_EXERCISE DESCRIPTION_. Answer with the exact lines of the following material from the one containing "References: PAT-77" through the one containing "I've been fixing", both end lines included.

_DATASET CONTENT_.
PR #2648, opened 2023-04-20
Add docstrings and type hints to `patroni/api.py`

barthisrael:
References: PAT-77


barthisrael:
I still need to address `pyright` issues on this file, just noticed it is throwing quite a few of them.

barthisrael:
`878af423e01e79039008091828a26c9af698ccd9` introduced issues to unit tests because of `MockRestApiServer`. Any better idea?

barthisrael:
I've been fixing several things pointed by `pyright`.
There are a few left that I'm not yet sure about how to address properly.
Also, there is the issue with unit tests that started after addressing one of the issues reported by `pyright`.
Any thoughts on the remaining issue? Thanks in advance!

CyberDem0n:
Instead of adding assert to every method we can just redefine constructor:
```diff
diff --git a/patroni/api.py b/patroni/api.py
index afd25b4..66acab6 100644
--- a/patroni/api.py
+++ b/patroni/api.py
@@ -41,6 +41,12 @@ logger = logging.getLogger(__name__)
 class RestApiHandler(BaseHTTPRequestHandler):
     """Define how to handle each of the requests that are made against the REST API server."""
 
+    def __init__(self, request: Union[socket.socket, Tuple[bytes, socket.socket]],
+                 client_address: Tuple[str, int], server: Union['RestApiServer', HTTPServer]) -> None:
+        assert isinstance(server, RestApiServer)
+        super(RestApiHandler, self).__init__(request, client_address, server)
+        self.server: 'RestApiServer' = server
+
     def _write_status_code_only(self, status_code: int) -> None:
         """Write a response that is composed only of the HTTP status.
```

CyberDem0n:
And by the way, last week I spent adding type hints to `patroni.dcs` modules: https://github.com/CyberDem0n/patroni/pull/11
For now only `raft.py` is not yet covered, and some minor things are left to address or silence.

barthisrael:
Thanks for your suggestion, that's way cleaner, and avoid issues with the unit tests :)
Great news about `patroni.dcs` too :)

barthisrael:
I noticed unit tests started to fail after using `staticmethod` decorator in `check_access` function -- `3de6373eda5fac89c03ebeb044a4b2e78239a934`.

From what I could see, that change was introduced to silence these errors from `pyright`:

```
  patroni/api.py:121:22 - warning: Instance methods should take a "self" parameter (reportSelfClsParameterName)
  patroni/api.py:121:28 - error: Type of parameter "func" must be a supertype of its class "RestApiHandler" (reportGeneralTypeIssues)
```

Maybe we should just move that decorator function (`check_access`) out of the `RestApiHandler` class, with no `staticmethod` decorator? That would silent `pyright` and make unit tests to work.

matthbakeredb:
There are still a couple of errors on codacy and I locally have warnings about those same method's signature not matching their subclass

patroni/api.py
```diff
@@ -908,21 +1493,48 @@ def __initialize(self, listen, ssl_options):
...
+        """Get serial number of the certificate used by the REST API.
+
+        :returns: serial number of the certificate configured through ``restapi.certfile`` setting.
+        """
+        # pyright -- ``__ssl_options`` is initially created as ``None``, but right after that it is replaced with a
+        # dictionary through :func:`reload_config`.
+        assert isinstance(self.__ssl_options, dict)
         if self.__ssl_options.get('certfile'):
             import ssl
             try:
```
matthbakeredb, line 1540: imo this should be replaced with something that doesn't use the underlying `_ssl` shared library module (a protected member). e.g.

```
>>> from cryptography import x509
>>> c = x509.load_pem_x509_certificate(open(cert, 'rb').read())
>>> c.serial_number
4835703278459707669005204
```
I guess that depends on whether that cert is in pem format and it's a server cert. If this is used for client cert or der format then detection might be needed.

CyberDem0n: There is a reason why it is done this way: https://github.com/zalando/patroni/pull/1887#discussion_r597204638

barthisrael:
Fixed the 3 Codacy issues, but one more came up as a consequence:

```
Redefining built-in 'format'
def log_message(self, format: str, *args) -> None:
```

But that's because of how `log_message` is defined in the standard `http` module, as we are overloading the method.

CyberDem0n (commented):
I just started reviewing, please expect more comments.
Also, currently pyright complains about many unknown types because hints are missing for Postgresql and HA methods.

patroni/api.py
matthbakeredb: Perhaps that reason could be reviewed?

```
$ grep crypto requirements.txt 
cryptography>=1.4
```

patroni/api.py
```diff
@@ -430,11 +732,41 @@ def parse_schedule(schedule, action):
...
+
+        The request body should be a JSON dictionary, and it can contain the following keys:
+            * ``schedule``: timestamp at which the restart should occur;
+            * ``role``: restart only nodes which role is ``role``. Can be either:
+                * ``primary`` (or ``master``); or
+                * ``replica``.
+            * ``postgres_version``: restart only nodes which PostgreSQL version is less than ``postgres_version``, e.g.
+                ``15.2``;
+            * ``timeout``: if restart takes longer than ``timeout`` return an error and fail over to a replica;
+            * ``restart_pending``: if we should restart only nodes that have ``pending restart`` flag;
```
CyberDem0n, line 751:
```suggestion
            * ``restart_pending``: if we should restart only when have ``pending restart`` flag;
```

patroni/api.py
```diff
@@ -581,8 +960,29 @@ def is_failover_possible(self, cluster: Cluster, leader: str, candidate: str, ac
...
-    def do_POST_failover(self, action: Optional[str] = 'failover') -> None:
-        """Handles manual failovers/switchovers, mainly from "patronictl"."""
+    def do_POST_failover(self, action: str = 'failover') -> None:
+        """Handle a ``POST`` request to ``/failover`` path.
+
+        Handles manual failovers/switchovers, mainly from ``patronictl``.
+
+        The request body should be a JSON dictionary, and it can contain the following keys:
+            * ``leader``: name of the current leader in the cluster;
+            * ``candidate`` or ``member``: name of the Patroni node to be promoted;
```
CyberDem0n, line 970: The `member` is kept only for backward compatibility.
```suggestion
            * ``candidate``: name of the Patroni node to be promoted;
```

patroni/api.py
```diff
@@ -677,9 +1106,39 @@ def query(self, sql, *params, **kwargs):
...
+            * ``sync_standby``: ``True`` if replication mode is synchronous and this is a sync standby;
+            * ``timeline``: PostgreSQL primary node timeline;
+            * ``replication``: :class:`list` of :class:`dict` entries, one for each replication connection. Each entry
+                contains the following keys:
+                * ``application_name``: ``pg_stat_get_activity().application_name``;
+                * ``client_addr``: ``pg_stat_get_activity().client_addr``;
+                * ``state``: ``pg_stat_get_wal_senders().state``;
+                * ``sync_priority``: ``pg_stat_get_wal_senders().sync_priority``;
+                * ``sync_state``: ``pg_stat_get_wal_senders().sync_state``;
+                * ``usename``: name of the role ``pg_stat_get_activity().usesysid``.
```
CyberDem0n, line 1137: I think here we could safely refer to columns in pg_stat_replication view here.
The view isn't used directly only for "performance" reasons to avoid unnecessary joins.
Under the hood the view is calling exactly these functions.

patroni/api.py
```diff
@@ -778,31 +1275,69 @@ def query(self, sql, *params):
...
+        """
         if self.__auth_key:
             if auth_header is None:
                 return 'no auth header received'
             if not auth_header.startswith('Basic ') or not self.check_basic_auth_key(auth_header[6:]):
                 return 'not authenticated'
 
     @staticmethod
-    def __resolve_ips(host, port):
+    def __resolve_ips(host: Optional[str], port: int) -> Iterator[Union[IPv4Network, IPv6Network]]:
```
CyberDem0n, line 1318:
```suggestion
    def __resolve_ips(host: str, port: int) -> Iterator[Union[IPv4Network, IPv6Network]]:
```

patroni/api.py
```diff
@@ -817,13 +1352,29 @@ def __members_ips(self):
...
+        """
         if self.__allowlist or self.__allowlist_include_members:
             incoming_ip = ip_address(rh.client_address[0])
             if not any(incoming_ip in net for net in self.__allowlist + tuple(self.__members_ips())):
                 return rh._write_response(403, 'Access is denied')
 
         if not hasattr(rh.request, 'getpeercert') or not rh.request.getpeercert():  # valid client cert isn't present
+            # pyright -- ``__ssl_options`` is initially created as ``None``, but right after that it is replaced with a
+            # dictionary through :func:`reload_config`.
+            assert isinstance(self.__ssl_options, dict)
```
CyberDem0n, line 1377: If we declare self.__ssl_options as `self.__ssl_options: Dict[str, Any] = {}` there will be no need to do asserts.

patroni/api.py
```diff
@@ -848,7 +1403,15 @@ def __has_dual_stack():
                     sock.close()
         return False
 
-    def __httpserver_init(self, host, port):
+    def __httpserver_init(self, host: Optional[str], port: int) -> None:
```
CyberDem0n, line 1406: The host can't be None here, but pyright will probably complain because later it could be assigned to None. It could be solved by introducing a new variable.
```suggestion
    def __httpserver_init(self, host: str, port: int) -> None:
```

patroni/api.py
```diff
@@ -908,38 +1493,82 @@ def __initialize(self, listen, ssl_options):
...
+                # There's already been thoughts about using ``cryptography`` module to get the serial number. However,
+                # given the overhead we decided to stick to ``_ssl``. Refer to the following discussion for more
+                # details: https://github.com/zalando/patroni/pull/1887#discussion_r597204638
+                crt = ssl._ssl._test_decode_cert(self.__ssl_options['certfile'])  # pyright: ignore
                 return crt.get('serialNumber')
             except ssl.SSLError as e:
                 logger.error('Failed to get serial number from certificate %s: %r', self.__ssl_options['certfile'], e)
 
-    def reload_local_certificate(self):
+    def reload_local_certificate(self) -> Union[bool, None]:
```
CyberDem0n, line 1551:
```suggestion
    def reload_local_certificate(self) -> Optional[bool]:
```

patroni/api.py
```diff
@@ -908,38 +1493,82 @@ def __initialize(self, listen, ssl_options):
...
-                request.unwrap()
+                # pyright
+                if isinstance(request, SSLSocket):
+                    request.unwrap()
             except Exception as e:
                 logger.debug('Failed to shutdown SSL connection: %r', e)
         super(RestApiServer, self).shutdown_request(request)
 
-    def get_certificate_serial_number(self):
+    def get_certificate_serial_number(self) -> Union[str, None]:
```
CyberDem0n, line 1530:
```suggestion
    def get_certificate_serial_number(self) -> Optional[str]:
```

patroni/api.py
```diff
@@ -908,38 +1493,82 @@ def __initialize(self, listen, ssl_options):
         if reloading_config:
             self.start()
 
-    def process_request_thread(self, request, client_address):
+    def process_request_thread(self, request: Union[socket.socket, SSLSocket], client_address: Tuple[str, int]) -> None:
+        """Process a request to the REST API.
+
+        Wrapper for :func:`ThreadingMixIn.process_request_thread` that additionally:
+            * Enable TCP keepalivel
```
CyberDem0n, line 1500:
```suggestion
            * Enable TCP keepalive
```

patroni/api.py
```diff
@@ -817,13 +1352,29 @@ def __members_ips(self):
                         except Exception as e:
                             logger.debug('Failed to parse url %s: %r', member.api_url, e)
 
-    def check_access(self, rh):
+    def check_access(self, rh: RestApiHandler) -> Union[bool, None]:
```
CyberDem0n, line 1355:
```suggestion
    def check_access(self, rh: RestApiHandler) -> Optional[bool]:
```

patroni/api.py
```diff
@@ -778,31 +1275,69 @@ def query(self, sql, *params):
...
+        :param key: the password received through the Basic authorization header of an HTTP request.
+
+        :returns: ``True`` if *key* matches the password configured for the REST API.
+        """
+        # pyright -- ``__auth_key`` was already checked through the caller method (:func:`check_auth_header`).
+        assert self.__auth_key is not None
         return hmac.compare_digest(self.__auth_key, key.encode('utf-8'))
 
-    def check_auth_header(self, auth_header):
+    def check_auth_header(self, auth_header: Union[str, None]) -> Union[str, None]:
```
CyberDem0n, line 1304:
```suggestion
    def check_auth_header(self, auth_header: Optional[str]) -> Optional[str]:
```

patroni/api.py
```diff
@@ -677,9 +1106,39 @@ def query(self, sql, *params, **kwargs):
     def get_postgresql_status(self, retry: Optional[bool] = False) -> Dict[str, Any]:
```
CyberDem0n, line 1106:
```suggestion
    def get_postgresql_status(self, retry: bool = False) -> Dict[str, Any]:
```

patroni/api.py
```diff
@@ -553,10 +926,16 @@ def poll_failover_result(self, leader, candidate, action):
                 logger.debug('Exception occurred during polling %s result: %s', action, e)
         return 503, action.title() + ' status unknown'
 
-    def is_failover_possible(self, cluster: Cluster, leader: str, candidate: str, action: str) -> Union[str, None]:
-        """Checks whether there are nodes that could take it over after demoting the primary.
+    def is_failover_possible(self, cluster: Cluster, leader: Optional[str], candidate: Optional[str],
+                             action: str) -> Union[str, None]:
```
CyberDem0n, line 930:
```suggestion
                             action: str) -> Optional[str]:
```

patroni/api.py
matthbakeredb: I wonder if this is true of all these. Having the `assert` statements like this is strange to me, afaik `assert` should only be used in tests.

patroni/api.py
barthisrael: Makes sense!

patroni/api.py
```diff
@@ -185,14 +321,37 @@ def do_GET(self, write_status_code_only: Optional[bool] = False) -> None:
...
         self.do_GET(write_status_code_only=True)
 
-    def do_HEAD(self):
+    def do_HEAD(self) -> None:
+        """Handle a ``HEAD`` request.
+
+        Write a simple HTTP response that represents the current PostgreSQL status.
+
+        .. note::
+            Similar to :func:`do_OPTIONS`.
```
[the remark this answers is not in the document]
CyberDem0n: Yeah :)
I would also suggest to mention that these methods will send only `200 OK`/`503 Service Unavailable` as a response and nothing more, particularly no headers.

CyberDem0n:
> But unit tests started to fail.

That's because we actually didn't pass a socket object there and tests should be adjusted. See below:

_EXERCISE RESPONSE_.
References: PAT-77


barthisrael:
I still need to address `pyright` issues on this file, just noticed it is throwing quite a few of them.

barthisrael:
`878af423e01e79039008091828a26c9af698ccd9` introduced issues to unit tests because of `MockRestApiServer`. Any better idea?

barthisrael:
I've been fixing several things pointed by `pyright`.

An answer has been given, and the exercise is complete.